Anomalous responses of coal seam mining face floor derived based on stress-induced failure modeling and 3D direct current electric method

Objective In recent years, floor water inrushes have frequently occurred in North China-type coalfields. To address this challenge, determining the anomalous responses of water inrushes from stope floors has emerged as a focus of research on water disaster prevention and control.

Methods This study established a stress model of the stope floor based on the mine pressure theory. Using this model, it analyzed the stress distribution and failure characteristics of the stope floor. The floor failure characteristics revealed that the coal seam floor can be divided into three zones: the compression, expansion, and recovery zones. Through stress-resistivity tests, this study investigated the resistivity variation patterns of rock samples under the loading, failure, and recovery states and simulated the resistivity variations in the compression, expansion, and recovery zones in the mining face floor, thus determining the resistivity in the three zones. In combination with the resistivity variations of field strata, this study established a dynamic 3D geoelectric model to examine the spatiotemporal evolution of the floor resistivity during different mining stages. Using procedures of the 3D direct current electric method, this study conducted forward modeling and inversion using the geoelectric model and prepared 3D resistivity plots of the anomalous responses from the mining face floor. Accordingly, this study investigated the anomalous responses from the mining face floor and summarized the anomalous response characteristics during the mining face advancement.

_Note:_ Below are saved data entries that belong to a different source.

Issue #487, opened 2020-05-03
Client.StartReceiver causes panic if Kafka connection is lost


timjonesdev:
https://github.com/cloudevents/sdk-go/blob/v2.0.0-RC2/v2/client/client.go#L192-L200

```golang
// Start the opener, if set.
if c.opener != nil {
	go func() {
		// TODO: handle error correctly here.
		if err := c.opener.OpenInbound(ctx); err != nil {
			panic(err)
		}
	}()
}
```

I'm just getting started trying to use the SDK with Kafka, and I'm trying to test how to recover from a lost connection. It seems that this panic causes my application to crash, and I'm wondering if there are plans to address the `TODO`.

If not, can you help with ideas for how to recover from the panic? Thank you for your time!

slinkydeveloper:
Hi @timjonesdev, thanks for spotting the issue! There is an hidden gem in the library we use for kafka i need to fix, I'll assign this issue to myself and i'll ping you when it's ready.

slinkydeveloper:
Check out the https://github.com/cloudevents/sdk-go/issues/488

timjonesdev:
Awesome! Thanks for the quick response!

timjonesdev:
I wanted to mention, this fixed my issue. I am now able to reconnect to Kafka once I restart it. Thanks again!

PR #488, opened 2020-05-04
Fixed consumer group usage

slinkydeveloper:
Fix https://github.com/cloudevents/sdk-go/pull/487

### DIFF
--- a/v2/protocol/kafka_sarama/receiver.go
+++ b/v2/protocol/kafka_sarama/receiver.go
@@ -148,7 +148,7 @@ func (c *Consumer) startConsumerGroupLoop(cg sarama.ConsumerGroup, ctx context.C
 			return
 		// Something else happened
 		default:
-			if err == nil || (err != nil && (err == sarama.ErrClosedClient || err == sarama.ErrClosedConsumerGroup)) {
+			if err == nil || err == sarama.ErrClosedClient || err == sarama.ErrClosedConsumerGroup {
 				// Consumer group closed correctly, we can close that loop
 				return
 			} else {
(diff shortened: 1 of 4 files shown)


v2/protocol/kafka_sarama/receiver.go
```diff
@@ -114,9 +114,7 @@ func (c *Consumer) OpenInbound(ctx context.Context) error {
 
 	errCh := make(chan error)
 
-	go func(errs chan error) {
-		errs <- cg.Consume(context.Background(), []string{c.topic}, c)
-	}(errCh)
+	go c.startConsumerGroupLoop(cg, ctx, errCh)
 
 	select {
 	case <-ctx.Done():
```
pierDipi, line 120: The select statement blocks until it gets an error from `errCh` or the context is done.
If `cg.Consume(...)` returns, for example, `ErrClosedClient`, we stop consuming and the select statement will block until it gets a signal from the context. 

Is that what we want?

v2/protocol/kafka_sarama/receiver.go
```diff
@@ -135,6 +133,33 @@ func (c *Consumer) OpenInbound(ctx context.Context) error {
...
+		select {
+		// If context is closed, then consumer group session was closed by the user
+		case <-ctx.Done():
+			if err != nil {
+				errs <- err
+			}
+			return
+		// Something else happened
+		default:
+			if err == nil || (err != nil && (err == sarama.ErrClosedClient || err == sarama.ErrClosedConsumerGroup)) {
```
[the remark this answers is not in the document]
slinkydeveloper: Good spot!

v2/protocol/kafka_sarama/receiver.go
slinkydeveloper: > Is that what we want?

yep, all `OpenInbound` implementations are intended to block: https://github.com/cloudevents/sdk-go/blob/master/v2/protocol/lifecycle.go#L9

Results As the mining face advanced for 20 m, a stress anomaly zone and a low-resistivity anomaly zone appeared in the geoelectric model. The stress anomaly zone appeared in front of the mining position of the working face. It primarily influenced shallow strata, disappearing with increasing depth. In contrast, the low-resistivity anomaly zone primarily affected deep strata while producing no impact on shallow strata. When the mining face advanced for 30 m, the stress anomaly zone moved forward as well. Consequently, the stress anomaly zone was connected to the low-resistivity anomaly zone, accompanied by the continuous expansion of the low-resistivity anomaly zone and a constant decrease in the apparent resistivity. As a result, significantly low resistivity anomalous responses occurred, indicating an increased possibility of water inrushes from the mining face floor. When the mining face advanced for 50 m, two low-resistivity anomaly zones were observed along the mining face. Among these, one was identified as a stress-induced low-resistivity anomaly zone, moving forward as the mining face advanced. Another low-resistivity zone was found in the goaf. This area was characterized by a large range and extremely low apparent resistivity, which differed significantly from that of the surrounding rocks. This suggests an extremely high possibility of water inrushes from the mining face floor.

Conclusions During the advancement of the mining face, the characteristics of stress and low-resistivity anomalous responses can be observed. Among them, the stress anomalous responses show a limited influence range, keeping moving forward as the mining face advances. In contrast, low-resistivity anomalous responses exhibit a wide influence range and a significantly different apparent resistivity from the surrounding rocks. These responses keep expanding as the mining face advances. Prevention and control measures should be taken in time to prevent water inrushes from the mining face floor.